(Records for the exercise Opens)

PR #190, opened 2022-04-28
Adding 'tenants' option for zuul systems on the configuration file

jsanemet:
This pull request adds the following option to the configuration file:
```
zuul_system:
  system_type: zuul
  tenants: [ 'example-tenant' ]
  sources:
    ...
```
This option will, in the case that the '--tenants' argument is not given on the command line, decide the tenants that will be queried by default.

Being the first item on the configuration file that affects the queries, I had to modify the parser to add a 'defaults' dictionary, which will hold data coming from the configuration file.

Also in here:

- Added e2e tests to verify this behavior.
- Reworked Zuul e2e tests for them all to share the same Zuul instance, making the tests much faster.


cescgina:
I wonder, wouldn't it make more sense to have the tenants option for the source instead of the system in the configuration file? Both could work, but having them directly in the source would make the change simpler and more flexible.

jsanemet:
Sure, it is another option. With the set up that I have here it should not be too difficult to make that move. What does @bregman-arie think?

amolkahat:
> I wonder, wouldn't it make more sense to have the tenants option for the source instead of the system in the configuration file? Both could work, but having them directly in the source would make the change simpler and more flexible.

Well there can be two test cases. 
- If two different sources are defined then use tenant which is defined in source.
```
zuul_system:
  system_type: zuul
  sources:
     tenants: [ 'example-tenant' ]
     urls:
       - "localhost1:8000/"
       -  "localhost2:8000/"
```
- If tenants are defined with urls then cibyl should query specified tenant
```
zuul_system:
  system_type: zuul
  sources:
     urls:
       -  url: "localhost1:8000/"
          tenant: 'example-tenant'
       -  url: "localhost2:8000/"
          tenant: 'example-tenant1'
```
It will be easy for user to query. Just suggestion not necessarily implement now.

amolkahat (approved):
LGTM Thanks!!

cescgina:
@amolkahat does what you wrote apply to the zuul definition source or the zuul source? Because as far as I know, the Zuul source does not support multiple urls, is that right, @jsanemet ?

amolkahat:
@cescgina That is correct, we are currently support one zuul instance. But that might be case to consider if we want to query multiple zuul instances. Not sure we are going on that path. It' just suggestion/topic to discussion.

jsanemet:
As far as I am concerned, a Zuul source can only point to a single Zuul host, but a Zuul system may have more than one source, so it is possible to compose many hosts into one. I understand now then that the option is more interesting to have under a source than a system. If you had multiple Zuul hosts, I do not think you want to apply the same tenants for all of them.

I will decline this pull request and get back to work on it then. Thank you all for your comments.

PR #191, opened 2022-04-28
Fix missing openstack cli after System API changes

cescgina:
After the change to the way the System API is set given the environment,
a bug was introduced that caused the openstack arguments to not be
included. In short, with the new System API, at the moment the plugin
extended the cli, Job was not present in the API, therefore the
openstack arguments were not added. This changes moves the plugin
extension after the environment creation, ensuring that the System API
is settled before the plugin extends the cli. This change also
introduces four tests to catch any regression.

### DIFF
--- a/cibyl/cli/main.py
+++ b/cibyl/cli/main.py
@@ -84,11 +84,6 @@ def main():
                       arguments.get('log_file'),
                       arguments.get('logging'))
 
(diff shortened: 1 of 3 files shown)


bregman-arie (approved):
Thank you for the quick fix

(Records for the exercise Closes)
(Records for the exercise Opens)

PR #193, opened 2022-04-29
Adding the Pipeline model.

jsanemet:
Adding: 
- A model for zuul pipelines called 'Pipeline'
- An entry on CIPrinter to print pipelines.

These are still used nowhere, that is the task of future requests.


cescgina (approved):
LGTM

(Records for the exercise Closes)
(Records for the exercise Opens)

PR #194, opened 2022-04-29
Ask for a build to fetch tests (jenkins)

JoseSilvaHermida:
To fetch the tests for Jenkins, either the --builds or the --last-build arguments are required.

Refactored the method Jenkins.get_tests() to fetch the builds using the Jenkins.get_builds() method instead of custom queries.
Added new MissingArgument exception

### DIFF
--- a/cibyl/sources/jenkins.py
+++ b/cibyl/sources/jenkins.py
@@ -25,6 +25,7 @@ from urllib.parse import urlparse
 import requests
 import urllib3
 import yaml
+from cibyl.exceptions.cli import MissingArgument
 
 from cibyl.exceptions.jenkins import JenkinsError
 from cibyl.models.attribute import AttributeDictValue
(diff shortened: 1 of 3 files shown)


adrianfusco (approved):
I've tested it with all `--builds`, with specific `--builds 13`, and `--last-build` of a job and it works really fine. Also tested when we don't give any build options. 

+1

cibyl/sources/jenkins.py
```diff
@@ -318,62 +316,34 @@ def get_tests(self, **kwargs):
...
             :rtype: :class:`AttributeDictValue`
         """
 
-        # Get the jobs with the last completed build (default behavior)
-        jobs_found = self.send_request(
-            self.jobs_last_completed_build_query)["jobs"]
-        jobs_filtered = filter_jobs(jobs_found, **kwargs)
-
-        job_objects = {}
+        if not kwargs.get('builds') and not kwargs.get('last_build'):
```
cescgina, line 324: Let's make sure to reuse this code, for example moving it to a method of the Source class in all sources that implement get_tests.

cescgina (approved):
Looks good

(Records for the exercise Closes)

_Try it_
If a line of the records above holds the string "Both", count it; then state only how many such lines there are.

_Reply to the task_
2